Terrorism and Preparedness Data Resource Center

world map

What are setup files?

Many of our data collections that contain ASCII data files are accompanied by setup files that allow users to read the text files into statistical software packages. Since a visual interpretation of alphanumeric data files is inefficient, statistical software is needed to define, manipulate, extract, and analyze variables and cases within data files. We currently provide for many of our data collections setup files for SAS, SPSS, and Stata statistical software packages, three of the more commonly used analytical software packages for the social sciences.

The following instructions explain the different components of SAS, SPSS, and Stata setup files. Setup files for certain collections may not contain all of the commands listed below.

SAS Setup Files

SAS setup files can be used to generate native SAS file formats such as SAS datasets, SAS xport libraries, and transport files. Our SAS setup files generally include the following SAS sections. Click on each section to see an example taken from ICPSR 6512 (Capital Punishment in the United States, 1973-1993).

  1. PROC FORMAT: Creates user-defined formats for the variables. Formats replace original value codes with value code descriptions. Not all variables necessarily have user-defined formats.
  2. DATA: Begins a SAS data step and names an output SAS dataset.
  3. INFILE: Identifies the input data file to be read with the input statement. Users must replace the "physical-filename" with host computer-specific input file specifications. For example, users on Windows platforms should replace "physical-filename" with "C:\06512-0001-Data.txt" for the data file named "06512-0001-Data.txt" located on the root directory "C:\".
  4. INPUT: Assigns the name, type, decimal specification (if any), and specifies the beginning and ending column locations for each variable in the data file.
  5. LABEL: Assigns descriptive labels to all variables. Variable labels and variable names may be identical for some variables.
  6. FORMAT: Associates the formats created by the PROC FORMAT step with the variables named in the INPUT statement.
  7. MISSING VALUE RECODES: Sets user-defined numeric missing values to missing as interpreted by the SAS system. Only variables with user-defined missing values are included in the statements.

SPSS Setup Files

SPSS setup files can be used to generate native SPSS file formats such as SPSS system files and SPSS portable files. SPSS setup files produced by generally include the following SPSS sections. Click on each section to see an example taken from ICPSR 6512 (Capital Punishment in the United States, 1973-1993).

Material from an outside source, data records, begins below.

PR #3113, opened 2019-12-27
Handle invalid values for instrumentation event json.

jwutke-sf:
The SDK can crash if the consumer passes in any invalid keys or values for `NSJSONSerialization`. The Apple docs here suggest checking before calling `dataWithJSONObject`. 
https://developer.apple.com/documentation/foundation/nsjsonserialization/1413636-datawithjsonobject?language=objc#discussion
> If obj will not produce valid JSON, an exception is thrown. This exception is thrown prior to parsing and represents a programming error, not an internal error. You should check whether the input will produce valid JSON before calling this method by using isValidJSONObject:.

This change will ignore events that are invalid instead of crashing.

### DIFF
--- a/libs/SalesforceAnalytics/SalesforceAnalytics/Classes/Model/SFSDKInstrumentationEvent.m
+++ b/libs/SalesforceAnalytics/SalesforceAnalytics/Classes/Model/SFSDKInstrumentationEvent.m
@@ -183,28 +183,7 @@
 #pragma mark - Public methods
 
 - (NSData *) jsonRepresentation {
-    NSMutableDictionary *dict = [[NSMutableDictionary alloc] init];
-    dict[kEventIdKey] = self.eventId;
-    dict[kStartTimeKey] = [NSNumber numberWithInteger:self.startTime];
-    dict[kEndTimeKey] = [NSNumber numberWithInteger:self.endTime];
-    dict[kNameKey] = self.name;
-    dict[kAttributesKey] = self.attributes;
-    dict[kSessionIdKey] = self.sessionId;
-    dict[kSequenceIdKey] = [NSNumber numberWithInteger:self.sequenceId];
-    dict[kSenderIdKey] = self.senderId;
-    dict[kSenderContextKey] = self.senderContext;
-    dict[kSchemaTypeKey] = [self stringValueOfSchemaType:self.schemaType];
-    dict[kEventTypeKey] = [self stringValueOfEventType:self.eventType];
-    dict[kErrorTypeKey] = [self stringValueOfErrorType:self.errorType];
-    if (self.deviceAppAttributes) {
-        dict[kDeviceAppAttributesKey] = [self.deviceAppAttributes jsonRepresentation];
-    }
-    dict[kConnectionTypeKey] = self.connectionType;
-    dict[kSenderParentIdKey] = self.senderParentId;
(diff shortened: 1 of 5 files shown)


libs/SalesforceAnalytics/SalesforceAnalytics/Classes/Model/SFSDKInstrumentationEvent.m
```diff
@@ -205,9 +205,14 @@ - (NSData *) jsonRepresentation {
...
-    NSError *error;
-    NSData *jsonData = [NSJSONSerialization dataWithJSONObject:dict options:0 error:&error];
-    return jsonData;
+    
+    if ([NSJSONSerialization isValidJSONObject:dict]) {
+        NSError *error;
+        NSData *jsonData = [NSJSONSerialization dataWithJSONObject:dict options:0 error:&error];
+        return jsonData;
+    } else {
+        return nil;
```
jwutke-sf: Should anything be logged in this case?

libs/SalesforceAnalytics/SalesforceAnalytics/Classes/Store/SFSDKEventStoreManager.m
```diff
@@ -75,13 +75,14 @@ - (void) storeEvent:(SFSDKInstrumentationEvent *) event {
...
     SFSDKInstrumentationEvent *eventCopy = [event copy];
-    if (!eventCopy || ![eventCopy jsonRepresentation]) {
+    NSData *eventJsonData = [eventCopy jsonRepresentation];
+    if (!eventCopy || !eventJsonData) {
         return;
     }
     if (![self shouldStoreEvent]) {
         return;
     }
-    NSData *encryptedData = self.dataEncryptorBlock([eventCopy jsonRepresentation]);
```
jwutke-sf: `[eventCopy jsonRepresentation]` was being called twice within this method, so moved it to a local variable `eventJsonData`.

bhariharan:
@jwutke-sf How are you producing invalid events? This should not be possible, because the library is designed to use [SFSDKInstrumentationEventBuilder](https://github.com/forcedotcom/SalesforceMobileSDK-iOS/blob/master/libs/SalesforceAnalytics/SalesforceAnalytics/Classes/Model/SFSDKInstrumentationEventBuilder.m#L42) to build events. We have validation built into [buildEvent](https://github.com/forcedotcom/SalesforceMobileSDK-iOS/blob/master/libs/SalesforceAnalytics/SalesforceAnalytics/Classes/Model/SFSDKInstrumentationEventBuilder.m#L58) that should prevent an invalid event from being formed. Since the validation is built in at build time, there should be no additional validation required while parsing/storing/reading the event - this is by design.

libs/SalesforceAnalytics/SalesforceAnalytics/Classes/Store/SFSDKEventStoreManager.m
```diff
@@ -75,7 +75,7 @@ - (void) storeEvent:(SFSDKInstrumentationEvent *) event {
 
     // Copies event, to isolate data for I/O.
     SFSDKInstrumentationEvent *eventCopy = [event copy];
-    if (!eventCopy || ![eventCopy jsonRepresentation]) {
```
jwutke-sf: `jsonRepresentation` is nonnull, so we don't need to check it here.

PR #3920, opened 2025-09-17
@W-19669793: [iOS] App Hangs When Submitting OTP And New Password In Native Reset Password Flow

JohnsonEricAtSalesforce:
🎸 _*Ready For Review*_ 🥁

  This bug fix resolves a hang in the complete step of the native reset password flow.  Only that flow was using a different REST client than all the others, which were recently updated in modernization efforts.

### DIFF
--- a/libs/SalesforceSDKCore/SalesforceSDKCore/Classes/Login/NativeLoginManagerInternal.swift
+++ b/libs/SalesforceSDKCore/SalesforceSDKCore/Classes/Login/NativeLoginManagerInternal.swift
@@ -255,11 +255,11 @@ public class NativeLoginManagerInternal: NSObject, NativeLoginManager {
                         recaptcha: reCaptchaParameterGenerationResult.nonEnterpriseReCaptchaToken,
                         recaptchaEvent: reCaptchaParameterGenerationResult.enterpriseReCaptchaEvent,
                         userData: UserData(
-                            email: email,
-                            username: username,
-                            password: newPassword,
+                            email: trimmedEmail,
+                            username: trimmedUsername,
                             firstName: firstName,
                             lastName: lastName),
+                        password: trimmedPassword,
                         otpVerificationMethod: otpVerificationMethodString)
                 ),
                 encoding: .utf8)
@@ -340,6 +340,9 @@ public class NativeLoginManagerInternal: NSObject, NativeLoginManager {
         /// The start registration request user data
         var userData: UserData
         
+        /// The user-entered new password
+        var password: String
+        
         /// The one-time-password's delivery method for verification in "email" or "sms"
         var otpVerificationMethod: String
         
@@ -347,6 +350,7 @@ public class NativeLoginManagerInternal: NSObject, NativeLoginManager {
             case recaptcha = "recaptcha"
             case recaptchaEvent = "recaptchaevent"
             case userData = "userdata"
+            case password = "password"
             case otpVerificationMethod = "verificationMethod"
         }
     }
@@ -361,9 +365,6 @@ public class NativeLoginManagerInternal: NSObject, NativeLoginManager {
         /// A valid Salesforce username or email
         var username: String
         
-        /// The user-entered new password
-        var password: String
-        
         /// The user-entered first name
         var firstName: String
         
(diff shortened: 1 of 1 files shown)


libs/SalesforceSDKCore/SalesforceSDKCore/Classes/Login/NativeLoginManagerInternal.swift
```diff
@@ -489,7 +489,7 @@ public class NativeLoginManagerInternal: NSObject, NativeLoginManager {
         )
         
         let completePasswordResetResponse = await handleResponseForRequest {
-            try await RestClient.shared.send(request: completePasswordResetRequest)
+            try await RestClient.sharedGlobal.send(request: completePasswordResetRequest)
```
JohnsonEricAtSalesforce, line 492: This fixes the hang in the work item when I tested it live in iOSNativeLoginTemplate.

libs/SalesforceSDKCore/SalesforceSDKCore/Classes/Login/NativeLoginManagerInternal.swift
```diff
@@ -340,13 +340,17 @@ public class NativeLoginManagerInternal: NSObject, NativeLoginManager {
         /// The start registration request user data
         var userData: UserData
         
+        /// The user-entered new password
+        var password: String
```
JohnsonEricAtSalesforce, line 344: The location of the password parameter is incorrect, so I've fixed that as a rider change - if that's alright.  The structure of this data changed in the Identity API during development.  It was updated on Android since that was developed later.  It was missed on iOS.  The issue may not have been reported since a user could change their password successfully from the randomized default password the Identity API would create when it didn't find the password specified in the request.

I also tested this live in iOSNativeLoginTemplate plus I did a side-by-side comparison with the request data in the Android version at runtime.

libs/SalesforceSDKCore/SalesforceSDKCore/Classes/Login/NativeLoginManagerInternal.swift
```diff
@@ -340,13 +340,17 @@ public class NativeLoginManagerInternal: NSObject, NativeLoginManager {
...
+        
         /// The one-time-password's delivery method for verification in "email" or "sms"
         var otpVerificationMethod: String
         
         enum CodingKeys: String, CodingKey {
             case recaptcha = "recaptcha"
             case recaptchaEvent = "recaptchaevent"
             case userData = "userdata"
+            case password = "password"
             case otpVerificationMethod = "verificationMethod"
```
bbirman: does case matter for the keys? I was looking at Android to see the password difference you mentioned and it looks like it has "[verificationmethod](https://github.com/forcedotcom/SalesforceMobileSDK-Android/blob/b302878d7ea6c145794325ab015c7d7e2b89fa97/libs/SalesforceSDK/src/com/salesforce/androidsdk/auth/NativeLoginManager.kt#L360)" as all lower case

bbirman (approved):

libs/SalesforceSDKCore/SalesforceSDKCore/Classes/Login/NativeLoginManagerInternal.swift
JohnsonEricAtSalesforce: Yes, the case does indeed matter.  The default verification is email and that's all we have the ability to test with so this is another great cleanup.

We can't test with SMS, but I was able to verify that with the camel-cased name it always sends the email even when SMS is selected.  Android does not send the email when SMS is selected, so it seems logical that's the correct implementation.

We may be able to work with the Identity team to see how SMS could be tested.

JohnsonEricAtSalesforce: I got this fixed as well.

JohnsonEricAtSalesforce: We'd also have to work with the Identity team to add a phone number field to the registration process and to our template as well, just while I'm getting all my thoughts for a full test on paper.  The registration process is editable in Experience Builder.

bbirman: sounds good!

PR #3933, opened 2025-09-19
Deprecating sharedProcessPool in SFSDKWebViewStateManager

wmathurin:
`sharedProcessPool` will be removed in MSDK 14 from `SFSDKWebViewStateManager` (at which points the deprecation warnings will disappear).

`WKProcessPool` creation has no effect since iOS 15, so we are no longer using it.

Also removed `SFSDKWebViewStateManager.h` and `SFSDKWebViewStateManager.m` which should have been removed when the class was converted to Swift a while back.


libs/SalesforceSDKCore/SalesforceSDKCore/Classes/Common/WebViewStateManager.swift
```diff
@@ -68,26 +65,20 @@ public class SFSDKWebViewStateManager: NSObject {
     @objc
     @MainActor
     public static func removeSessionForcefully() async {
-        sharedProcessPool = nil
         await removeWKWebViewCookies()
     }
 
     
+    @available(*, deprecated, message: "Deprecated in Salesforce Mobile SDK 13.1 and will be removed in Salesforce Mobile SDK 14.0. WKProcessPool creation has no effect on iOS 15+ and this property will be removed.")
```
bbirman, line 72: should this be 13.2 now?

wmathurin: You're right. I'll send another PR.

wmathurin: Here it is: https://github.com/forcedotcom/SalesforceMobileSDK-iOS/pull/3939

PR #3937, opened 2025-09-26
Fix related to flapping test

bbirman:


libs/SalesforceSDKCore/SalesforceSDKCore/Classes/PushNotification/SFSDKPushNotificationDecryption.m
```diff
@@ -199,7 +199,7 @@ + (SFEncryptionKey *)getAESKeyFromSecret:(NSString *)secret error:(NSError **)er
     }
 
     CFRelease(privateKeyRef);
-    if (decryptedData == nil) {
+    if (decryptedData == nil || [decryptedData length] != 32) {
```
bbirman, line 202: From the comment in the flapping test (below), starting in 17.4 decrypting with a bad key returns data instead of nil so at the time I just changed our expected error in the test. But it looks like that data is also variable length (in my runs locally it was 72, 54, and 15). When the data length is less than 32, lines 209 or 210 crash so adding a length check before that

libs/SalesforceSDKCore/SalesforceSDKCoreTests/SFSDKEncryptedPushNotificationTests.m
```diff
@@ -190,13 +190,9 @@ - (void)testNotificationTransformNonRSASecret {
...
-    if (@available(iOS 17.4, *)) {
-        // As of 17.4, decrypting a bad key with PKCS1 returns data instead of nil, so the secret decryption doesn't fail
-        // at the same point as before but using it later to decrypt the content still fails
-        XCTAssertEqual(nonRSASecretError.code, SFSDKPushNotificationErrorContentDecryptionFailed);
-    } else {
-        XCTAssertEqual(nonRSASecretError.code, SFSDKPushNotificationErrorSecretDecryptionFailed);
-    }
+    // As of 17.4, decrypting a bad key with PKCS1 returns data instead of nil, so the secret decryption doesn't fail
+    // at the same point as before but using it later to decrypt the content still fails
+    XCTAssert(nonRSASecretError.code == SFSDKPushNotificationErrorContentDecryptionFailed || nonRSASecretError.code == SFSDKPushNotificationErrorSecretDecryptionFailed);
```
bbirman, line 195: I kept the check for both errors in case there's a chance that the bad data is 32 long and passes the check but still fails to decrypt later

PR #3941, opened 2025-10-09
Saving scopes with rest of credentials

wmathurin:
- token end point response contains scopes
- this value is now captured and saved with credentials
- tests were updated
- also showing scopes in dev info

### DIFF
--- a/libs/SalesforceSDKCore/SalesforceSDKCore/Classes/OAuth/SFOAuthCredentials.h
+++ b/libs/SalesforceSDKCore/SalesforceSDKCore/Classes/OAuth/SFOAuthCredentials.h
@@ -146,7 +146,6 @@ NS_SWIFT_NAME(OAuthCredentials)
  
  This property is available after authentication has successfully completed.
  
- @warning The setter for this property is exposed publicly only for unit tests. Client code should not set this property.
  @exception NSInternalInconsistencyException If accessed while the identifier property is `nil`.
  */
 @property (nonatomic, readonly, nullable) NSString *organizationId;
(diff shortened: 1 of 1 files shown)


libs/SalesforceSDKCore/SalesforceSDKCore/Classes/OAuth/SFOAuthCredentials.h
```diff
@@ -172,6 +172,15 @@ NS_SWIFT_NAME(OAuthCredentials)
  */
 @property (nonatomic, readonly, nullable) NSURL *apiInstanceUrl;
 
+/** The OAuth scopes granted for this session.
+ 
+ This property contains the list of OAuth scopes that were granted during authentication.
+ This property is set by the `SFOAuthCoordinator` after authentication has successfully completed.
+ 
+ @warning The setter for this property is exposed publicly only for unit tests. Client code should not set this property.
```
bbirman: Could it go into SFOAuthCredentials+Internal.h for unit tests? 
edit: I got confused by the comment, it's readonly?

wmathurin: We have the same comments all over the file.
They are very old (seems to date from https://github.com/forcedotcom/SalesforceMobileSDK-iOS/commit/61a9e26e7cdf1a2c7cede8417774121e165fdd6b#diff-b278b72952b2a17bb9191443c53295ad580cf65c013cfacc1bc44d06e59acb82R100-R101).
I'll remove it since it is readonly in the public header and only readwrite in the internal header.

PR #3943, opened 2025-10-13
Allowing no scopes to be provided

wmathurin:
- Not sending scope parameter in authorization url if no scopes defined
- Added test for scope parameter building method in SalesforceOAuthUnitTests.m
- Removed check for scopes in SFSDKAppConfig (class responsible for parsing bootconfig)
- Added new test suite BootconfigTests.swift
- Added check for id scope in SFIdentityCoordinator.m
- Added new helper class ScopeParser.swift
- Added new test suite ScopeParserTests.swift
- Moved some tests files that were in SalesforceSDKCore instead of SalesforceSDKCoreTests

### DIFF
--- a/libs/SalesforceSDKCore/SalesforceSDKCore/Classes/Common/SFSDKAppConfig.h
+++ b/libs/SalesforceSDKCore/SalesforceSDKCore/Classes/Common/SFSDKAppConfig.h
@@ -27,7 +27,6 @@
 typedef NS_ENUM(NSInteger, SFSDKAppConfigErrorCode) {
     SFSDKAppConfigErrorCodeNoConsumerKey = 966,
     SFSDKAppConfigErrorCodeNoRedirectURI,
-    SFSDKAppConfigErrorCodeNoOAuthScopes
 } NS_SWIFT_NAME(BootConfig.ErrorCode);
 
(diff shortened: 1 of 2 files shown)


libs/SalesforceSDKCore/SalesforceSDKCore/Classes/Common/SFSDKAppConfig.m
```diff
@@ -100,10 +100,6 @@ - (BOOL)validate:(NSError **)error {
         [[self class] createError:error withCode:SFSDKAppConfigErrorCodeNoRedirectURI message:[SFSDKResourceUtils localizedString:@"appConfigValidationErrorNoRedirectURI"]];
         return NO;
     }
-    if (self.oauthScopes.count == 0) {
-        [[self class] createError:error withCode:SFSDKAppConfigErrorCodeNoOAuthScopes message:[SFSDKResourceUtils localizedString:@"appConfigValidationErrorNoOAuthScopes"]];
```
bbirman, line 104: Could `appConfigValidationErrorNoOAuthScopes` be removed from the strings file?

wmathurin: Will do.

PR #3944, opened 2025-10-16
@W-19368408: [MSDK] Local dev instant login (iOS)

JohnsonEricAtSalesforce:
🎸 _*Ready For Review*_ 🥁

  This is the iOS counterpart to https://github.com/forcedotcom/SalesforceMobileSDK-Android/pull/2785.

  This adds a new process argument which may be used for debug app builds only to authenticate a user via test credentials in automated tests. The new code is wrapped in a `#ifdef DEBUG` preprocessor condition so that it will not be present for release builds.

  This new means of automating authentication for debug testing does not expose production builds to risk and also minimizes access since usernames and passwords are not used. The test credentials JSON provided by Salesforce Mobile SDK's REST Explorer sample app uses refresh tokens which can be remotely expired and cannot be used for privilege elevation beyond the public APIs.

  Here's an example of testing the new parameter interactively in Xcode by adding it to the app's scheme:
Screenshot 2025-10-15 at 18 56 39

  Here's an example for XCUITest:
```
super.launchArguments = ["creds: \(STRING_PACKAGE)"]
super.launch()
```

  This is an Appium example:
```
capabilities = {
     "platformName": "iOS",
     "deviceName": "iPhone 17 Pro Max",
     "platformVersion": "26.0",
     "app": "/path/to/your/app.app",
     "automationName": "XCUITest",
     "processArguments": {
       "args": ["creds", "<STRING PACKAGE>"]
     }
   }
```

And, finally, an example at the shell:
```
xcrun simctl launch booted <YOUR APP> -creds "<STRING PACKAGE>"
```

### DIFF
--- a/.codecov.yml
+++ b/.codecov.yml
@@ -80,6 +80,7 @@ ignore:
   - "shared"
   - "native"
   - "libs/**/*Test*/*"
+  - "**/TestSetupUtils*"
 
 flag_management:
   default_rules: # the rules that will be followed for any flag added, generally


libs/SalesforceSDKCore/SalesforceSDKCore/Classes/Common/SalesforceSDKManager.m
```diff
@@ -231,6 +231,18 @@ + (instancetype)sharedManager {
...
     static dispatch_once_t onceToken;
     dispatch_once(&onceToken, ^{
+
+#ifdef DEBUG
+        // For debug app builds only, use test instant log in if applicable.
+        NSArray<NSString *> *arguments = [[NSProcessInfo processInfo] arguments];
+        if ([arguments containsObject:@"-creds"]) {
+            NSString *creds = arguments[[arguments indexOfObject:@"-creds"] + 1];
+            
+            [TestSetupUtils populateAuthCredentialsFromString:creds];
```
JohnsonEricAtSalesforce: The crux is retrieving the new parameter and passing it to mostly existing test harness logic.  @bbirman, is this a logical place to accomplish this? I tried few other ideas, but ran into issues and circular dependencies on the manager singleton.

libs/SalesforceSDKCore/SalesforceSDKCore/Classes/Test/TestSetupUtils.h
```diff
@@ -52,6 +52,15 @@ NS_ASSUME_NONNULL_BEGIN
...
 + (SFSDKTestCredentialsData *)populateAuthCredentialsFromConfigFileForClass:(Class)testClass;
 
+/**
+ Loads a set of auth credentials from the provided JSON string, and configures
+ SFUserAccountManager and the current account with the data from that JSON.
+ @param testCredentialsJsonString The test credentials JSON as a string.
+ @return The configuration data used to configure SFUserAccountManager (useful e.g. for hybrid
+ apps which need the data to bootstrap SFHybridViewController).
+ */
++ (SFSDKTestCredentialsData *)populateAuthCredentialsFromString:(NSString *)testCredentialsJsonString;
```
JohnsonEricAtSalesforce, line 63: This new method lets us reuse the non-file logic around ingesting the JSON.

libs/SalesforceSDKCore/SalesforceSDKCore/Classes/Test/TestSetupUtils.m
```diff
@@ -98,41 +147,4 @@ + (SFSDKTestCredentialsData *)populateAuthCredentialsFromConfigFileForClass:(Cla
     return credsData;
 }
 
-+ (void)synchronousAuthRefresh
```
JohnsonEricAtSalesforce, line 101: This method didn't change, though Github marked it as a diff due to other logic moving.

libs/SalesforceSDKCore/SalesforceSDKCore/Classes/Test/TestSetupUtils.m
```diff
@@ -55,6 +55,55 @@ + (SFSDKTestCredentialsData *)populateAuthCredentialsFromConfigFileForClass:(Cla
...
+         authListener.returnStatus = kTestRequestStatusDidFail;
+     }];
+    [authListener waitForCompletion];
+    [[SFUserAccountManager sharedInstance] setCurrentUserInternal:user];
+    NSAssert([authListener.returnStatus isEqualToString:kTestRequestStatusDidLoad], @"After auth attempt, expected status '%@', got '%@'",
+             kTestRequestStatusDidLoad,
+             authListener.returnStatus);
+}
+
++ (SFOAuthCredentials *)newClientCredentials {
```
JohnsonEricAtSalesforce, line 111: This method did not change.  This method didn't change, though Github marked it as a diff due to other logic moving.

libs/SalesforceSDKCore/SalesforceSDKCore/Classes/Test/TestSetupUtils.m
```diff
@@ -55,6 +55,55 @@ + (SFSDKTestCredentialsData *)populateAuthCredentialsFromConfigFileForClass:(Cla
...
+    return [TestSetupUtils authCredentialsFromJson:jsonResponse];
+    
+}
+
++ (SFSDKTestCredentialsData *)populateAuthCredentialsFromString:(NSString *)testCredentialsJsonString {
+    
+    return [TestSetupUtils authCredentialsFromJson:[SFJsonUtils objectFromJSONString:testCredentialsJsonString]];
+}
+
++ (void)synchronousAuthRefresh
```
JohnsonEricAtSalesforce: This method didn't change, though Github marked it as a diff due to other logic moving.

libs/SalesforceSDKCore/SalesforceSDKCore/Classes/Test/TestSetupUtils.m
```diff
@@ -98,41 +147,4 @@ + (SFSDKTestCredentialsData *)populateAuthCredentialsFromConfigFileForClass:(Cla
...
-         authListener.returnStatus = kTestRequestStatusDidFail;
-     }];
-    [authListener waitForCompletion];
-    [[SFUserAccountManager sharedInstance] setCurrentUserInternal:user];
-    NSAssert([authListener.returnStatus isEqualToString:kTestRequestStatusDidLoad], @"After auth attempt, expected status '%@', got '%@'",
-             kTestRequestStatusDidLoad,
-             authListener.returnStatus);
-}
-
-+ (SFOAuthCredentials *)newClientCredentials {
```
JohnsonEricAtSalesforce, line 128: This method didn't change, though Github marked it as a diff due to other logic moving.

libs/SalesforceSDKCore/SalesforceSDKCore/Classes/Common/SalesforceSDKManager.m
bbirman: Is SFUserAccountManager a possibility? If not, this class sounds good to me, though wondering about using `load`, does it have something to do with the runtime?

JohnsonEricAtSalesforce: I looked through SFUserAccountManager just now.  It doesn't seem to have any logical place to add this.  I tried a couple, but they also trigger some circular initialization overflows a lot like some of the entry points in the manager I tried.  TestSetupUtils is dependent on the SDK and user account manager objects.

`load` is nice in this instance since it's the class level initializer for SalesforceSDKManager and is outside the other initialization methods.  You're correct that it's part of the Objective-C spec.  I recall there is a way to do something like that in Swift, but it has been a few years since I exercised that.

libs/SalesforceSDKCore/SalesforceSDKCore/Classes/Common/SalesforceSDKManager.m
```diff
@@ -195,6 +195,16 @@ + (void)initialize {
 
 + (void)initializeSDK {
     [self initializeSDKWithClass:InstanceClass];
+#ifdef DEBUG
+    // For debug app builds only, use test instant log in if applicable.
+    NSArray<NSString *> *arguments = [[NSProcessInfo processInfo] arguments];
+    if ([arguments containsObject:@"-creds"]) {
+        NSString *creds = arguments[[arguments indexOfObject:@"-creds"] + 1];
+        
+        [TestSetupUtils populateAuthCredentialsFromString:creds initializeSdk:NO];
```
JohnsonEricAtSalesforce, line 204: @bbirman - Now we have Local Dev Instant Login hosted in `SalesforceSDKManager.init` so we can avoid using `load`.  Notice the two new boolean parameters on these two statements which allow `TestSetupUtils` to execute correctly here in `initializeSDK` while still running exactly the same in existing tests.

libs/SalesforceSDKCore/SalesforceSDKCore/Classes/Test/TestSetupUtils.m
```diff
@@ -55,6 +55,71 @@ + (SFSDKTestCredentialsData *)populateAuthCredentialsFromConfigFileForClass:(Cla
...
+        authListener.returnStatus = kTestRequestStatusDidLoad;
+        user = userAccount;
+        // Ensure tests don't change/corrupt the current user credentials.
+        if (user.credentials.refreshToken == nil) {
+            user.credentials = credentials;
+        }
+        if (postUserDidLogIn) {
+            NSDictionary *userInfo = @{kSFNotificationUserInfoAccountKey: userAccount,
+                                       kSFNotificationUserInfoAuthTypeKey: authInfo};
+            [[NSNotificationCenter defaultCenter] postNotificationName:kSFNotificationUserDidLogIn
```
JohnsonEricAtSalesforce, line 95: These two lines allow `TestSetupUtils` to stop the default login from being shown and deliver the test app directly to its authenticated view.

JohnsonEricAtSalesforce: That matches the behavior for Local Dev Instant Login for Android.

JohnsonEricAtSalesforce: There _is_ similar notification login in the user account manager, but its only a few lines and not visible to this scope, so I thought to leave that alone and replicate the notification here so we minimize authentication regression risk.  All the changes in this pull request are non-production code so far.

JohnsonEricAtSalesforce:
I ran this using the RestAPIExplorer sample and giving it the new parameter shown in the screenshot above.  After a fresh install, it brought my test user directly to the app's authenticated view in all my test runs ⭐️

libs/SalesforceSDKCore/SalesforceSDKCore/Classes/Common/SalesforceSDKManager.m
bbirman: nice!

bbirman (approved):

wmathurin (approved):

PR #3949, opened 2025-11-04
Method to migrate refresh token

wmathurin:
Introducing a new method that allows migrating a user’s refresh token.
#### Scenario
- A user currently has a refresh token associated with consumer key K and scopes S.
- The new method should replace it with a refresh token associated with consumer key K′ and scopes S′.
#### Examples
- K = K′: used when requesting additional scopes.
- K ≠ K′: used when migrating from a connected app to a beacon app.
- S′ = ∅: used to request all available scopes offered by the app.
#### Constraints
- The process is not headless and should not run silently in the background.
- User interaction may be required (e.g., approval prompt).

Migration

### DIFF
--- a/libs/SalesforceSDKCore/SalesforceSDKCore.xcodeproj/project.pbxproj
+++ b/libs/SalesforceSDKCore/SalesforceSDKCore.xcodeproj/project.pbxproj
@@ -80,6 +80,8 @@
 		4F2410B1282DCA4B00E5EFE3 /* SFSDKCollectionResponse.m in Sources */ = {isa = PBXBuildFile; fileRef = 4F2410B0282DCA4B00E5EFE3 /* SFSDKCollectionResponse.m */; };
 		4F3139652331C5A1007B3705 /* SFSDKAuthRootController.m in Sources */ = {isa = PBXBuildFile; fileRef = 4F3139642331C5A1007B3705 /* SFSDKAuthRootController.m */; };
 		4F3139682331C5C7007B3705 /* SFSDKAuthRootController.h in Headers */ = {isa = PBXBuildFile; fileRef = 4F3139672331C5B9007B3705 /* SFSDKAuthRootController.h */; };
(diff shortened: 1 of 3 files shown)


libs/SalesforceSDKCore/SalesforceSDKCore/Classes/UserAccount/SFUserAccountManager.m
```diff
@@ -815,6 +825,45 @@ - (void)dismissAuthViewControllerIfPresentForScene:(UIScene *)scene completion:(
...
+    
+    // Store current user credentials to revoke them once migration completes
+    SFOAuthCredentials *preMigrationCredentials = self.currentUser.credentials;
+
+    // Creating a SFSDKAuthRequest and SFSDKAuthSession
+    SFSDKAuthRequest *request = [self migrateRefreshAuthRequest:newAppConfig];
+    SFSDKAuthSession *authSession = [[SFSDKAuthSession alloc] initWith:request credentials:nil];
+    authSession.isAuthenticating = YES;
+    authSession.authSuccessCallback = ^(SFOAuthInfo *authInfo, SFUserAccount *newUserAccount) {
+        if (preMigrationCredentials != nil && ![preMigrationCredentials.refreshToken isEqualToString:newUserAccount.credentials.refreshToken]) {
```
wmathurin, line 841: Similar to what we do during biometric auth login - the old refresh token needs to be revoked on the server.

wmathurin:
There are no new unit tests :-(
migrateRefreshToken will revoke the old refresh token - that means also that testing it with instant login will be challenging.

libs/SalesforceSDKCore/SalesforceSDKCore/Classes/UserAccount/SFUserAccountManager.m
wmathurin: That means also that testing it with instant login will be challenging.

bbirman (approved):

  1. DATA LIST: Assigns the name, type, decimal specification (if any), and specifies the beginning and ending column locations for each variable in the data file. Users must replace the "physical-filename" with host computer-specific input file specifications. For example, users on Windows platforms should replace "physical-filename" with "C:\06512-0001-Data.txt" for the data file named "06512-0001-Data.txt" located on the root directory "C:\".
  2. VARIABLE LABELS: Assigns descriptive labels to all variables. Variable labels and variable names may be identical for some variables.
  3. VALUE LABELS: Assigns descriptive labels to codes in the data file. Not all variables necessarily have assigned value labels.
  4. MISSING VALUES: Declares user-defined missing values. Not all variables in the data file necessarily have user-defined missing values. These values can be treated specially in data transformations, statistical calculations, and case selection.
  5. MISSING VALUE RECODE: Sets user-defined numeric missing values to missing as interpreted by the SPSS system. Only variables with user-defined missing values are included in the statements.

Stata Setup Files

Stata setup files can be used to generate native Stata DTA files. Stata setup files produced by ICPSR generally include the following Stata sections. Click on each section to see an example taken from ICPSR 6512 (Capital Punishment in the United States, 1973-1993).

  1. FILE SPECIFICATIONS: Assigns values to local macros that specify the locations of the files used to build a Stata system file. Users must replace the "physical-filename" with host computer-specific input file specifications. For example; users on Windows platforms should replace "raw-datafile-name" with "C:\06512-0001-Data.txt" for the data file named "06512-0001-Data.txt" located on the root directory of "C:\". Simarlarly, the "dictionary-filename" should be replaced with "C:\06512-0001-Stata_dictionary.dct". The "stata-datafile" specification should be named with the specification for where you wish to store the Stata system file.
  2. INFILE COMMAND: Reads the columnar ASCII data into a Stata system file.
  3. VALUE LABEL DEFINITIONS: Defines descriptive labels for the individual values of each variable.
  4. MISSING VALUES: Replaces numeric missing values (i.e., -9) with generic system missing ".". By default the code in this section is commented out. Users wishing to apply the generic missing values should remove the comment at the beginning and end of this section. Note that Stata allows you to specify up to 27 unique missing value codes.
  5. SAVE OUTFILE: This section saves out a Stata system format file. There is no reason to modify it if the macros in Section 1 were specified correctly.